Microfísica del poder
Dividida en tres volúmenes, la trama comienza con la saga laboral de Carl y su inestable relación con la top model Yaya (Charlbi Dean). En el mercado de la moda, las mujeres valen mucho más que los hombres, lo que deja a Carl en la incómoda posición de sumisión. Yaya lo sabe y sugiere que su relación solo durará mientras sea rentable para sus asociaciones en las redes sociales. Uno de sus patrocinadores lleva a la pareja de modelos influyentes a un crucero de lujo, donde conocen a personas realmente ricas, del tipo que no vive del trueque. Entre ellos se encuentran la familia de un oligarca ruso y una encantadora pareja de ancianos ingleses que hicieron su fortuna vendiendo armas a países en guerra. En el lado opuesto de los privilegiados, la tripulación actúa como niñeras dispuestas a mimar a los ricos excéntricos. La excepción es el comandante interpretado por un excelente Woody Harrelson: borracho todo el viaje, el capitán es un comunista a medias que desprecia a los magnates que lo rodean.
Yo y la supremacía blanca
Por supuesto, el caótico viaje termina en tragedia: en la tercera y última parte de la película, un naufragio lleva a ricos, pobres e influencers a una misma isla remota y desprovista de glamour. Es el momento de brillar de la sirvienta Abigail (la filipina Dolly de Leon), la única capaz de pescar y cocinar, invierte las relaciones de dependencia, lo que lleva a los multimillonarios a rogar por su amistad y por un trozo de estofado de pescado.

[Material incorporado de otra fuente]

PR #830, opened 2024-12-31
Improve handling of inline comments

AndyZhu1991:
Break the word parsing loop when encountering a semicolon. This change disallows semicolons in symbols.
Additional test cases have been added to validate this behavior.

### DIFF
--- a/lib/src/metta/text.rs
+++ b/lib/src/metta/text.rs
@@ -491,7 +491,7 @@ impl<'a> SExprParser<'a> {
         let start_idx = self.cur_idx();
 
         while let Some((_idx, c)) = self.it.peek() {
-            if c.is_whitespace() || *c == '(' || *c == ')' {
+            if c.is_whitespace() || *c == '(' || *c == ')' || *c == ';' {
                 break;
             }
             token.push(*c);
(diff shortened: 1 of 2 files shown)


lib/src/metta/text.rs
vsbogd, line 1: I would add a unit test here inside `tests` module because core rust library can be used not only from Python:
```rs
    #[test]
    fn test_comment_in_symbol() {
        let program = "(a; 4)
                  5)";
        let expected = vec![expr!("a" "5")];
        let res = parse_atoms(program);
        assert_eq!(res, expected);
    }

```

vsbogd (commented):
@AndyZhu1991 thank you for help. Please add the unit test in a Rust module and I will be happy to merge it.

lib/src/metta/text.rs
AndyZhu1991: Thanks, I will add this test case.

AndyZhu1991:
> @AndyZhu1991 thank you for help. Please add the unit test in a Rust module and I will be happy to merge it.

I have added the unit test for parse_word.

vsbogd (approved):

vsbogd:
Thanks @AndyZhu1991 , happy to merge it.

PR #838, opened 2025-01-20
Unicode unescape

DaddyWesker:
So, unicode parsing is added for `\u{...}` sequence. Also some tests for parser.


lib/src/metta/text.rs
```diff
@@ -486,6 +493,30 @@ impl<'a> SExprParser<'a> {
...
+            cur_idx += 1;
+            if cur_idx > 8 { return None }
+            let char_to_digit = match next_char.to_digit(16) {
+                Some(digit) => digit,
+                None => return None,
+            };
+            result_u32 = (result_u32 << 4) | char_to_digit;
+        }
+        let res_char = char::from_u32(result_u32).unwrap();
+        Some(res_char)
```
vsbogd, line 517:
```suggestion
       char::from_u32(result_u32)
```

lib/src/metta/text.rs
```diff
@@ -486,6 +493,30 @@ impl<'a> SExprParser<'a> {
         }).and_then(|code_val| (code_val <= 0x7F).then(|| code_val))
     }
 
+    fn parse_unicode_sequence(&mut self) -> Option<char> {
+        // unicode sequence presumably looks like this '\\u{0123}'
```
vsbogd, line 497:
```suggestion
        // unicode sequence presumably looks like this '\u{0123}'
```

lib/src/metta/text.rs
```diff
@@ -664,6 +695,23 @@ mod tests {
...
+        let mut parser = SExprParser::new("\"\\u{0123\"");
+        let node = parser.parse_string();
+        assert!(!node.is_complete);
+        assert_eq!("Invalid escape sequence", node.message.unwrap());
+
+        let mut parser = SExprParser::new("\"\\u{012345678\"");
+        let node = parser.parse_string();
+        assert!(!node.is_complete);
+        assert_eq!("Invalid escape sequence", node.message.unwrap());
+
```
vsbogd, line 712: I would also add the following cases:
```
r#""\u0123}""#
r#""\u0123""#
r#""\u0{123}""#
r#""\u{defg}""#
r#""\u{130AC}""#
r#""\u{130ac}""#
```
The expected behaviour can be compared with Rust compiler parser.

PR #839, opened 2025-01-24
Return strip_quotes to prevent unnecessary folder creation

DaddyWesker:
Subj


lib/src/metta/runner/environment.rs
```diff
@@ -471,6 +471,8 @@ fn include_path_from_cfg_atom(atom: &ExpressionAtom, env: &Environment) -> Resul
         None => return Err(format!("Error in environment.metta. #includePath missing path value"))
     };
     let path = <&crate::SymbolAtom>::try_from(path_atom)?.name();
+    //It is crucial to return strip_quotes here since otherwise running Metta will create folder {$cfgdir} and some subfolders.
```
vsbogd, line 474:
```suggestion
    // At this stage stdlib is not loaded and thus path is parsed as a symbol not string. 
    // This is why we should manuall stip quotes from the symbol's name.
```

vsbogd (approved):

PR #848, opened 2025-02-10
set-random-seed added

DaddyWesker:
~~So, I've figured out how to properly use thread_local for creating thread_local global variable in Rust. Usage of `random-int` and `random-float` is the same.~~ ~~Base seed is coming from `StdRng::from_os_rng()`. New `set-random-seed` is used to set a random seed.~~ ~~So when this operation is called, `GLOBAL_RNG` (which is thread local) will be reinitialized with a new seed.~~ 

~~I'm not sure what kind of tests should I provide for `set-random-seed` operation so I've created kinda simple one.~~  

~~Example is quite simple:~~
~~!(random-int 0 5) # just a regular call without pre-defined seed as before
!(set-random-seed! 5) # setting a seed to a random generator
!(random-int 0 5) # now calling random-int after reinitializing generator with a seed.~~

Update. It was decided to refactor API and add some additional functions like `new-random-generator` etc. So API is know looks like this:
1. `new-random-generator` creates random generator instance for further usage. Takes seed as an argument;
2. `random-int\random-float` now takes not only range but also instance of random generator;
3. there is a metta-level (token) random generator with default behavior, e.g. `StdRng::from_os_rng();` which called `&rng` and which can be used just like user-creeated random generator instance;
4. `set-random-seed` accepts number and random generator instance and changes its behavior using random seed;
5. `reset-random-generator` discards all changes to random generator instance and reinitialize it using  `StdRng::from_os_rng();`.

Example of usage
```
!(bind! &newrng (new-random-generator 9)) # 9 is a seed for creating random generator instance
!(random-int &newrng 0 10) # using just created &newrng to generate a number
!(random-float &rng 0 10) # &rng is a global metta-level token
!(set-random-seed &newrng 5) # re-seeding random number generator instance
!(set-random-seed &rng 5) # we can also re-seed global &rng
!(reset-random-generator &rng) # resetting &rng to the default behavior
```


lib/src/metta/runner/stdlib/random.rs
```diff
@@ -66,11 +69,35 @@ impl CustomExecute for RandomFloatOp {
...
-        let mut rng = rand::thread_rng();
-        Ok(vec![Atom::gnd(Number::Float(rng.gen_range(range)))])
+        Ok(vec![Atom::gnd(Number::Float(GLOBAL_RNG.with(|generator| generator.borrow_mut().random_range(range))))])
     }
 }
 
+#[derive(Clone, Debug)]
+pub struct SetRandomSeedOp {}
+
+grounded_op!(SetRandomSeedOp, "set-random-seed");
```
vsbogd, line 79: Name of the operation should end with `!` because it has side effects.

lib/src/metta/runner/stdlib/random.rs
```diff
@@ -6,7 +7,10 @@ use crate::metta::runner::number::*;
 use crate::metta::runner::bool::*;
 
 use std::fmt::Display;
-use rand::Rng;
+use std::cell::RefCell;
+use rand::{Rng, SeedableRng, rngs::StdRng};
+
+thread_local!(static GLOBAL_RNG: RefCell<StdRng> = RefCell::new(StdRng::from_os_rng()));
```
vsbogd, line 13: Lets name it `THREAD_LOCAL_RNG` then

vsbogd (changes requested):
Please add a test which checks that `set-random-seed` leads to deterministic results. Also I would add a code proposed by @Necr0x0Der if you have one.

lib/src/metta/runner/stdlib/random.rs
DaddyWesker: Done

lib/src/metta/runner/stdlib/random.rs
DaddyWesker: Done

lib/src/metta/runner/stdlib/random.rs
```diff
@@ -66,11 +69,35 @@ impl CustomExecute for RandomFloatOp {
...
+    }
+
+    fn as_execute(&self) -> Option<&dyn CustomExecute> {
+        Some(self)
+    }
+}
+
+impl CustomExecute for crate::metta::runner::stdlib::random::SetRandomSeedOp {
+    fn execute(&self, args: &[Atom]) -> Result<Vec<Atom>, ExecError> {
+        let arg_error = || ExecError::from("set-random-seed expects one argument: number (seed)");
```
vsbogd, line 93:
```suggestion
        let arg_error = || ExecError::from("set-random-seed! expects one argument: number (seed)");
```

vsbogd (approved):

Necr0x0Der (dismissed):

vsbogd (approved):

Necr0x0Der (approved):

En su trama, Östlund coquetea con una idea muy querida por pensadores como el francés Michel Foucault (1926-1984) de que el poder no es estático ni monolítico, sino una fuerza dinámica que cambia de manos según las circunstancias.
De esta forma, Triangle of Sadness añade un picante reflejo a la sátira: el dinero y el poder no siempre van de la mano, y cuando se abre una brecha entre las dos cosas, hasta el Rolex más caro puede resultar inútil en las relaciones personales. Más aún si los ricos en cuestión son, como en la película, tan pobres de espíritu.